WHAT YOU WILL DO:
Each entry needs to be copied exactly, with nothing left out.

RECORDS SHOWN:
PR #1155, opened 2021-09-15
Add plugin for gromacs

Ericwang6:
Add plugin for gromacs and relevant docs / examples


source/gmx/2020.2/CMakeLists.txt
```diff
@@ -0,0 +1,944 @@
...
+# If you want to redistribute modifications to GROMACS, please
+# consider that scientific software is very special. Version
+# control is crucial - bugs must be traceable. We will be happy to
+# consider code for inclusion in the official distribution, but
+# derived work must not be called official GROMACS. Details are found
+# in the README & COPYING files - if they are missing, get the
+# official version at http://www.gromacs.org.
+#
+# To help us fund GROMACS development, we humbly ask that you cite
+# the research papers on the package. Check out http://www.gromacs.org.
```
njzjz, line 33: This is the license information of GROMACS, which should be re-written.
Luckily I think the license of GROMACS is compatible with ours. Can you clarify how many codes of GROMACS are you using?

njzjz (changes requested):
Several problems:
1. New documentations are not added to sphinx's doctree. See [preview](https://deepmodeling--1155.org.readthedocs.build/projects/deepmd/en/1155/).
2. The current CMake system is not used. For example, `make gromacs` to generate the plugin like `make lammps`.
3. I don't think it's necessary to separate different versions. Preprocessor macros should be enough.
4. Examples can be smaller.
5. For `json.hpp`: I think there is already one in `third_party` directory.

There is also a very important comment below.

source/gmx/2020.2/CMakeLists.txt
njzjz: We should relicense with ours.

doc/install/install-gromacs.md
```diff
@@ -0,0 +1,33 @@
+# Install GROMACS with DeepMD
+## 1. Patch source code of GROMACS 
+Download source code of a supported gromacs version from https://manual.gromacs.org. Run the following command:
+```bash
+cd $deepmd_root/source/gmx && chmod +x patch.sh
```
njzjz, line 5: `git` allows you to `+x` before pushing.

njzjz (changes requested):

doc/install/install-gromacs.md
```diff
@@ -0,0 +1,33 @@
...
+./patch.sh -d $gromacs_root -v $version -p
+```
+where `deepmd_root` and `gromacs_root` refer to source code directory of deepmd-kit and gromacs respectively. And `version` represents the version of gromacs, **only support 2020.2 now**. You may patch another version of gromacs but still setting `version` to `2020.2`. However, we cannot ensure that it works.
+## 2. Install C++ api of deepmd-kit and tensorflow
+The C++ api of `deepmd-kit 2.x` and `tensorflow 2.x` are required.
++ Tips: C++ api of deepmd and tensorflow could be easily installed from the deepmd-kit offline packages. But before using tensorflow, you need to manually change the protobuf package to [version 3.9.2](https://github.com/protocolbuffers/protobuf/releases?after=v3.11.2) in `$deepmd_env_dir/include/google/protobuf` (the offline package will install a version of 3.14, which will cause incompability).
```
amcadmus, line 11: @Ericwang6 You said that the required protobuf version is 3.9.2 but provide a link to version <3.11.2, is there any reason?

I cannot find any definition for the variable `deepmd_env_dir`. Plz provide one.

amcadmus: @njzjz shall we downgrade protobuf in the offline package?

doc/install/install-gromacs.md
```diff
@@ -0,0 +1,33 @@
+# Install GROMACS with DeepMD
+## 1. Patch source code of GROMACS 
+Download source code of a supported gromacs version from https://manual.gromacs.org. Run the following command:
```
amcadmus, line 3: If you only support Gromacs 2020.2, then provide the download link to that specific version.

doc/third-party/gromacs.md
```diff
@@ -0,0 +1,120 @@
+# Running MD with GROMACS
+## NNP/MM Simulation
```
amcadmus, line 2: I would prefer `DP/MM` than `NNP/MM`

source/gmx/2020.2/CMakeLists.txt
amcadmus: I would strongly recommend you **patching** gromacs with the difference between your implementation and standard gromacs, rather than **overwriting** gromacs with your implementation.

amcadmus (changes requested):

doc/install/install-gromacs.md
njzjz: No, it's a dependency of a package built by Anaconda Inc. Is there a reason to mix the offline package and building from source?

Ericwang6:
> 5\. For `json.hpp`: I think there is already one in `third_party` directory.

The version here is 3.9.1, which is higher than that in `third_party` directory. And that old version is incompatible.

Ericwang6:
> 3\. I don't think it's necessary to separate different versions. Preprocessor macros should be enough.

@AnguseZhang and I both prefer to keep version-based patches as `plumed` does. Because there may be too may differences between versions in GROMACS... In this way can we ensure that users of different versions of GROMACS can use our plugin.

doc/third-party/gromacs.md
Ericwang6: OK

doc/install/install-gromacs.md
Ericwang6: @njzjz here is only a tip for users to quickly prepare a installed C++ api of `deepmd-kit` and `tensorflow`, since it is a really tough work to compile the C++ api of `tensorflow`

Ericwang6: > @Ericwang6 You said that the required protobuf version is 3.9.2 but provide a link to version <3.11.2, is there any reason?
> 
> I cannot find any definition for the variable `deepmd_env_dir`. Plz provide one.

Sure

Ericwang6:
> 4\. Examples can be smaller.

Well, do you mean reducing the number of atoms in our examples? I believe that methane in water is the smallest example to illustrate a DP/MM simulation.

Ericwang6:
> 2\. The current CMake system is not used. For example, `make gromacs` to generate the plugin like `make lammps`.

Here, the plugin is designed to provide scripts for users to manually modify the source code of gromacs. And  I don't think it's necessary to use the `cmake` system.

doc/install/index.rst
```diff
@@ -9,3 +9,4 @@ Installation
    install-lammps
    install-ipi
    build-conda
+   install-gromacs
```
njzjz, line 12: It should be located before `build-conda`.

doc/install/install-gromacs.md
njzjz: > @njzjz here is only a tip for users to quickly prepare a installed C++ api of `deepmd-kit` and `tensorflow`, since it is a really tough work to compile the C++ api of `tensorflow`

It should be officially recommended, though. We can directly provided a compiled GROMACS instead.

njzjz: Also, I think this section (Install C++ api...) is duplicate of other sections of the doc. We can assume one has already installed deepmd-kit, or just provide a link to the installation section.

njzjz: @amcadmus By the way, is it possible to avoid using any TensorFlow's API for our C++ API in our header? Then we will not need TensorFlow's header any more if we have already had C++ API library.

njzjz:
> > 5. For `json.hpp`: I think there is already one in `third_party` directory.
> 
> The version here is 3.9.1, which is higher than that in `third_party` directory. And that old version is incompatible.

Upgrading old version to new one?

njzjz:
> > 3. I don't think it's necessary to separate different versions. Preprocessor macros should be enough.
> 
> @AnguseZhang and I both prefer to keep version-based patches as `plumed` does. Because there may be too may differences between versions in GROMACS... In this way can we ensure that users of different versions of GROMACS can use our plugin.

I think `deepmd_plugin.cpp` and `deepmd_plugin.h` is not a version-based file, and all patch files can be merged into one file.

source/gmx/2020.2/CMakeLists.txt.patch
```diff
@@ -0,0 +1,29 @@
...
++add_definitions("-D HIGH_PREC")
++# ensure all dynamic libraries linked
++set (CMAKE_EXE_LINKER_FLAGS "-Wl,--no-as-needed")
++# add link libraries
++list (APPEND GMX_PUBLIC_LIBRARIES deepmd_op)
++list (APPEND GMX_PUBLIC_LIBRARIES deepmd_op_cuda)
++list (APPEND GMX_PUBLIC_LIBRARIES deepmd)
++list (APPEND GMX_PUBLIC_LIBRARIES deepmd_cc)
++list (APPEND GMX_PUBLIC_LIBRARIES tensorflow_cc)
++list (APPEND GMX_PUBLIC_LIBRARIES tensorflow_framework)
```
njzjz, line 24: `deepmd_cc` should be enough, as others are now a dependency of `deepmd_cc`. (use `ldd` to check it)

njzjz: Also note that `deepmd_op_cuda` is not available in cpu or hip mode.

doc/install/install-gromacs.md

SOLUTION:
PR #1155, opened 2021-09-15
Add plugin for gromacs

Ericwang6:
Add plugin for gromacs and relevant docs / examples


source/gmx/2020.2/CMakeLists.txt
```diff
@@ -0,0 +1,944 @@
...
+# If you want to redistribute modifications to GROMACS, please
+# consider that scientific software is very special. Version
+# control is crucial - bugs must be traceable. We will be happy to
+# consider code for inclusion in the official distribution, but
+# derived work must not be called official GROMACS. Details are found
+# in the README & COPYING files - if they are missing, get the
+# official version at http://www.gromacs.org.
+#
+# To help us fund GROMACS development, we humbly ask that you cite
+# the research papers on the package. Check out http://www.gromacs.org.
```
njzjz, line 33: This is the license information of GROMACS, which should be re-written.
Luckily I think the license of GROMACS is compatible with ours. Can you clarify how many codes of GROMACS are you using?

njzjz (changes requested):
Several problems:
1. New documentations are not added to sphinx's doctree. See [preview](https://deepmodeling--1155.org.readthedocs.build/projects/deepmd/en/1155/).
2. The current CMake system is not used. For example, `make gromacs` to generate the plugin like `make lammps`.
3. I don't think it's necessary to separate different versions. Preprocessor macros should be enough.
4. Examples can be smaller.
5. For `json.hpp`: I think there is already one in `third_party` directory.

There is also a very important comment below.

source/gmx/2020.2/CMakeLists.txt
njzjz: We should relicense with ours.

doc/install/install-gromacs.md
```diff
@@ -0,0 +1,33 @@
+# Install GROMACS with DeepMD
+## 1. Patch source code of GROMACS 
+Download source code of a supported gromacs version from https://manual.gromacs.org. Run the following command:
+```bash
+cd $deepmd_root/source/gmx && chmod +x patch.sh
```
njzjz, line 5: `git` allows you to `+x` before pushing.

njzjz (changes requested):

doc/install/install-gromacs.md
```diff
@@ -0,0 +1,33 @@
...
+./patch.sh -d $gromacs_root -v $version -p
+```
+where `deepmd_root` and `gromacs_root` refer to source code directory of deepmd-kit and gromacs respectively. And `version` represents the version of gromacs, **only support 2020.2 now**. You may patch another version of gromacs but still setting `version` to `2020.2`. However, we cannot ensure that it works.
+## 2. Install C++ api of deepmd-kit and tensorflow
+The C++ api of `deepmd-kit 2.x` and `tensorflow 2.x` are required.
++ Tips: C++ api of deepmd and tensorflow could be easily installed from the deepmd-kit offline packages. But before using tensorflow, you need to manually change the protobuf package to [version 3.9.2](https://github.com/protocolbuffers/protobuf/releases?after=v3.11.2) in `$deepmd_env_dir/include/google/protobuf` (the offline package will install a version of 3.14, which will cause incompability).
```
amcadmus, line 11: @Ericwang6 You said that the required protobuf version is 3.9.2 but provide a link to version <3.11.2, is there any reason?

I cannot find any definition for the variable `deepmd_env_dir`. Plz provide one.

amcadmus: @njzjz shall we downgrade protobuf in the offline package?

doc/install/install-gromacs.md
```diff
@@ -0,0 +1,33 @@
+# Install GROMACS with DeepMD
+## 1. Patch source code of GROMACS 
+Download source code of a supported gromacs version from https://manual.gromacs.org. Run the following command:
```
amcadmus, line 3: If you only support Gromacs 2020.2, then provide the download link to that specific version.

doc/third-party/gromacs.md
```diff
@@ -0,0 +1,120 @@
+# Running MD with GROMACS
+## NNP/MM Simulation
```
amcadmus, line 2: I would prefer `DP/MM` than `NNP/MM`

source/gmx/2020.2/CMakeLists.txt
amcadmus: I would strongly recommend you **patching** gromacs with the difference between your implementation and standard gromacs, rather than **overwriting** gromacs with your implementation.

amcadmus (changes requested):

doc/install/install-gromacs.md
njzjz: No, it's a dependency of a package built by Anaconda Inc. Is there a reason to mix the offline package and building from source?

Ericwang6:
> 5\. For `json.hpp`: I think there is already one in `third_party` directory.

The version here is 3.9.1, which is higher than that in `third_party` directory. And that old version is incompatible.

Ericwang6:
> 3\. I don't think it's necessary to separate different versions. Preprocessor macros should be enough.

@AnguseZhang and I both prefer to keep version-based patches as `plumed` does. Because there may be too may differences between versions in GROMACS... In this way can we ensure that users of different versions of GROMACS can use our plugin.

doc/third-party/gromacs.md
Ericwang6: OK

doc/install/install-gromacs.md
Ericwang6: @njzjz here is only a tip for users to quickly prepare a installed C++ api of `deepmd-kit` and `tensorflow`, since it is a really tough work to compile the C++ api of `tensorflow`

Ericwang6: > @Ericwang6 You said that the required protobuf version is 3.9.2 but provide a link to version <3.11.2, is there any reason?
> 
> I cannot find any definition for the variable `deepmd_env_dir`. Plz provide one.

Sure

Ericwang6:
> 4\. Examples can be smaller.

Well, do you mean reducing the number of atoms in our examples? I believe that methane in water is the smallest example to illustrate a DP/MM simulation.

Ericwang6:
> 2\. The current CMake system is not used. For example, `make gromacs` to generate the plugin like `make lammps`.

Here, the plugin is designed to provide scripts for users to manually modify the source code of gromacs. And  I don't think it's necessary to use the `cmake` system.

doc/install/index.rst
```diff
@@ -9,3 +9,4 @@ Installation
    install-lammps
    install-ipi
    build-conda
+   install-gromacs
```
njzjz, line 12: It should be located before `build-conda`.

doc/install/install-gromacs.md
njzjz: > @njzjz here is only a tip for users to quickly prepare a installed C++ api of `deepmd-kit` and `tensorflow`, since it is a really tough work to compile the C++ api of `tensorflow`

It should be officially recommended, though. We can directly provided a compiled GROMACS instead.

njzjz: Also, I think this section (Install C++ api...) is duplicate of other sections of the doc. We can assume one has already installed deepmd-kit, or just provide a link to the installation section.

njzjz: @amcadmus By the way, is it possible to avoid using any TensorFlow's API for our C++ API in our header? Then we will not need TensorFlow's header any more if we have already had C++ API library.

njzjz:
> > 5. For `json.hpp`: I think there is already one in `third_party` directory.
> 
> The version here is 3.9.1, which is higher than that in `third_party` directory. And that old version is incompatible.

Upgrading old version to new one?

njzjz:
> > 3. I don't think it's necessary to separate different versions. Preprocessor macros should be enough.
> 
> @AnguseZhang and I both prefer to keep version-based patches as `plumed` does. Because there may be too may differences between versions in GROMACS... In this way can we ensure that users of different versions of GROMACS can use our plugin.

I think `deepmd_plugin.cpp` and `deepmd_plugin.h` is not a version-based file, and all patch files can be merged into one file.

source/gmx/2020.2/CMakeLists.txt.patch
```diff
@@ -0,0 +1,29 @@
...
++add_definitions("-D HIGH_PREC")
++# ensure all dynamic libraries linked
++set (CMAKE_EXE_LINKER_FLAGS "-Wl,--no-as-needed")
++# add link libraries
++list (APPEND GMX_PUBLIC_LIBRARIES deepmd_op)
++list (APPEND GMX_PUBLIC_LIBRARIES deepmd_op_cuda)
++list (APPEND GMX_PUBLIC_LIBRARIES deepmd)
++list (APPEND GMX_PUBLIC_LIBRARIES deepmd_cc)
++list (APPEND GMX_PUBLIC_LIBRARIES tensorflow_cc)
++list (APPEND GMX_PUBLIC_LIBRARIES tensorflow_framework)
```
njzjz, line 24: `deepmd_cc` should be enough, as others are now a dependency of `deepmd_cc`. (use `ldd` to check it)

njzjz: Also note that `deepmd_op_cuda` is not available in cpu or hip mode.

doc/install/install-gromacs.md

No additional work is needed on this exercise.